*** Extracted information ***

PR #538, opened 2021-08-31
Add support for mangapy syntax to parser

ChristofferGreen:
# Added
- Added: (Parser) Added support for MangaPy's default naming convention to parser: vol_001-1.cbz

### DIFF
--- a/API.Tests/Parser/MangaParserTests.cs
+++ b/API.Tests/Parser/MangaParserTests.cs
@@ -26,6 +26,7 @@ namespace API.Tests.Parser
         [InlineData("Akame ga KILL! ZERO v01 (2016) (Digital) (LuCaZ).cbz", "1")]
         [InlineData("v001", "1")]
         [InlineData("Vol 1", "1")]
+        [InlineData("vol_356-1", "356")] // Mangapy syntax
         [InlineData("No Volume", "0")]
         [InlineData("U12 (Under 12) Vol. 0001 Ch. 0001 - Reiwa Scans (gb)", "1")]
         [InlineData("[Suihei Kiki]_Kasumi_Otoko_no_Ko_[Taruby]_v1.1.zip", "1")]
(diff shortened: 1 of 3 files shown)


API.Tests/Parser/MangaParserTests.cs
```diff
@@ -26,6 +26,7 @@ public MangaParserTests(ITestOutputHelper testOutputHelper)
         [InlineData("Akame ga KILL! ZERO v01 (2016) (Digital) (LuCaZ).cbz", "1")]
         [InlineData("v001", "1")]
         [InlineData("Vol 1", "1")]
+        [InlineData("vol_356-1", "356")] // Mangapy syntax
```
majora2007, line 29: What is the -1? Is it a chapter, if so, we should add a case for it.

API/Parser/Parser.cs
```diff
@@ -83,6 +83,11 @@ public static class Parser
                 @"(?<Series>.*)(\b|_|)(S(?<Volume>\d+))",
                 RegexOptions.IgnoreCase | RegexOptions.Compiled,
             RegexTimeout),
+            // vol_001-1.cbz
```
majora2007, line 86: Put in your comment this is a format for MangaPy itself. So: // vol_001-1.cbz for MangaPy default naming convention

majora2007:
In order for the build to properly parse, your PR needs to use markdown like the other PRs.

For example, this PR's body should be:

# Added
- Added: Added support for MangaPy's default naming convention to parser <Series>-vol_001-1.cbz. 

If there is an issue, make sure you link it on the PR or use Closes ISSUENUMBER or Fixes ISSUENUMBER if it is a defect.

*** End of Extracted information ***
*** Extracted information ***

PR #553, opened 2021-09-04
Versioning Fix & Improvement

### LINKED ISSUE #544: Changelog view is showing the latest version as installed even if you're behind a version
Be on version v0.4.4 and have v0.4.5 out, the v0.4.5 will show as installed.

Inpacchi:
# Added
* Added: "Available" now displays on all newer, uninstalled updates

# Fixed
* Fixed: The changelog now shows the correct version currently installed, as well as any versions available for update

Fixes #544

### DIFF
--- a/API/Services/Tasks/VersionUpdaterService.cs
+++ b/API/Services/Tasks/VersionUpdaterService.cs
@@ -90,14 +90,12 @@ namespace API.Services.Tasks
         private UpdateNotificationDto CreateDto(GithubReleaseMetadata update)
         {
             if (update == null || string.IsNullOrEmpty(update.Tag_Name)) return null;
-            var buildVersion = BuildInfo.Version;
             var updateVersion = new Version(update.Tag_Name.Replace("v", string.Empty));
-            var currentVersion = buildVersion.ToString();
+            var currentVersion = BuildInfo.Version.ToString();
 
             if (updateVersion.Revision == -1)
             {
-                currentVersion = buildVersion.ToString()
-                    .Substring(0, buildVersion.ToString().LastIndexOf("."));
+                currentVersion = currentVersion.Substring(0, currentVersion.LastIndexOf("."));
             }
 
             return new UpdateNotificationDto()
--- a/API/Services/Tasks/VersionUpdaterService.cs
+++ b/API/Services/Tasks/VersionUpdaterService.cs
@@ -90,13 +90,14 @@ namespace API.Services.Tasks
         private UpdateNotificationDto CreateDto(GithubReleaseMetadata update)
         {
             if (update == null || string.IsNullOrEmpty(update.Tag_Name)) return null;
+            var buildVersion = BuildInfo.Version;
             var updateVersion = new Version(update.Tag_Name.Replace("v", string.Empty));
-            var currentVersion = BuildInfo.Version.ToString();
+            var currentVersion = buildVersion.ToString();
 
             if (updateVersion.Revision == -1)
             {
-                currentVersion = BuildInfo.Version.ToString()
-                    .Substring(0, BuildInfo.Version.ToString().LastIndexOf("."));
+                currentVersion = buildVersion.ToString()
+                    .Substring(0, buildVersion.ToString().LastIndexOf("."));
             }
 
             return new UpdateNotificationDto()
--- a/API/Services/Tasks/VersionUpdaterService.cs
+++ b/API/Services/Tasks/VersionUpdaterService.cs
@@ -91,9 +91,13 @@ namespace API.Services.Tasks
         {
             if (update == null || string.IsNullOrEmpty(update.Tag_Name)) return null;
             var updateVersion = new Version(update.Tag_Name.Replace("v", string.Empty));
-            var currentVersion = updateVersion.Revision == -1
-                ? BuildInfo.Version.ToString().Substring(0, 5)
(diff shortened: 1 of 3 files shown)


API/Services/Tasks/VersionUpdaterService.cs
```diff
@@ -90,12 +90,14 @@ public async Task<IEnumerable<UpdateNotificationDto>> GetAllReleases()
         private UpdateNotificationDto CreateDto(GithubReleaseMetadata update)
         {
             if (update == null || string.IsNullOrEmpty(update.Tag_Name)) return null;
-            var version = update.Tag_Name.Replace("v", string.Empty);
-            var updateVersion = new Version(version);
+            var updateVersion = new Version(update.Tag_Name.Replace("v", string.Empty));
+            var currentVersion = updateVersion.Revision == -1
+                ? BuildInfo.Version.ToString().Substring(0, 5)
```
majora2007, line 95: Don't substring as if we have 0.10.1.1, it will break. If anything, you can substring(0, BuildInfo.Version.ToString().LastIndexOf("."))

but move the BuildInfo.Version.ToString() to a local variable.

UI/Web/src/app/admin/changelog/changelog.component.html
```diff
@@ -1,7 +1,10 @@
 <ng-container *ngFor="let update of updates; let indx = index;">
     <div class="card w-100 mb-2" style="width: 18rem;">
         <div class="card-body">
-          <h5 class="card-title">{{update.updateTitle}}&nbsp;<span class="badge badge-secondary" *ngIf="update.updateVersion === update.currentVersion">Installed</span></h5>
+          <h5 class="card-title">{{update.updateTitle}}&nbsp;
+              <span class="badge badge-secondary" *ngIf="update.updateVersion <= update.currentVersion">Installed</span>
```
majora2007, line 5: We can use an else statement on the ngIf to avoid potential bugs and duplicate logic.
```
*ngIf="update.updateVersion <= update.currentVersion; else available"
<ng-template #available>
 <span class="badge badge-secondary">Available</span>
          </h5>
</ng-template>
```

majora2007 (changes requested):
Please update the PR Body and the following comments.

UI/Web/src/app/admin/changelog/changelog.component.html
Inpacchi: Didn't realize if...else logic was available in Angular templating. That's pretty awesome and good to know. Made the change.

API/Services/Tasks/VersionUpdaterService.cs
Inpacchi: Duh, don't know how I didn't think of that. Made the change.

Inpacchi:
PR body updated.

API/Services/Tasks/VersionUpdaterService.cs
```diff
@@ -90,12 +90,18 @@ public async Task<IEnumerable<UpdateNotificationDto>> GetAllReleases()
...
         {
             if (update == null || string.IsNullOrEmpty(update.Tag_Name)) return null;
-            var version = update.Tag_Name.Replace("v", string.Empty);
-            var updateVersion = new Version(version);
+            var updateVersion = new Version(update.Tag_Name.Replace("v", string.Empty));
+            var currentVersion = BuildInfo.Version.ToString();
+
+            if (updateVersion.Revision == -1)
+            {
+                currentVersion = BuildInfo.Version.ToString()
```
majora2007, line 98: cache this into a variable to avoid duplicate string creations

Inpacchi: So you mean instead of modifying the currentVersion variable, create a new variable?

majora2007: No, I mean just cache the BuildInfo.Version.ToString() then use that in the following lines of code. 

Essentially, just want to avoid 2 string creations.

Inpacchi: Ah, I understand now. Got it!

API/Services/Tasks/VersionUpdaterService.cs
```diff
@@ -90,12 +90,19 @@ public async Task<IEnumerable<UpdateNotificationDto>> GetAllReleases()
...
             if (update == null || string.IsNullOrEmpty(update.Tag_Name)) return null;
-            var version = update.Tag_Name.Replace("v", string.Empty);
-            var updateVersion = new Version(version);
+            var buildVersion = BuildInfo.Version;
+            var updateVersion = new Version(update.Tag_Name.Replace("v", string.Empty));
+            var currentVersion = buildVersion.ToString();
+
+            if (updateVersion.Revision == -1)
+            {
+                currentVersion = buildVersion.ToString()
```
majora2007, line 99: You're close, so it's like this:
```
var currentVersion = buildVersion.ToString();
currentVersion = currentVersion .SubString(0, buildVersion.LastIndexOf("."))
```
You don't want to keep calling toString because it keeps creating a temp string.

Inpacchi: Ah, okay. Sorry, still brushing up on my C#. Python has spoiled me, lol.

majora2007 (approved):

*** End of Extracted information ***

* [Exercise prompt] Within the listing above, copy each line that has the string "want".

* [Answer to this problem]
Essentially, just want to avoid 2 string creations.
You don't want to keep calling toString because it keeps creating a temp string.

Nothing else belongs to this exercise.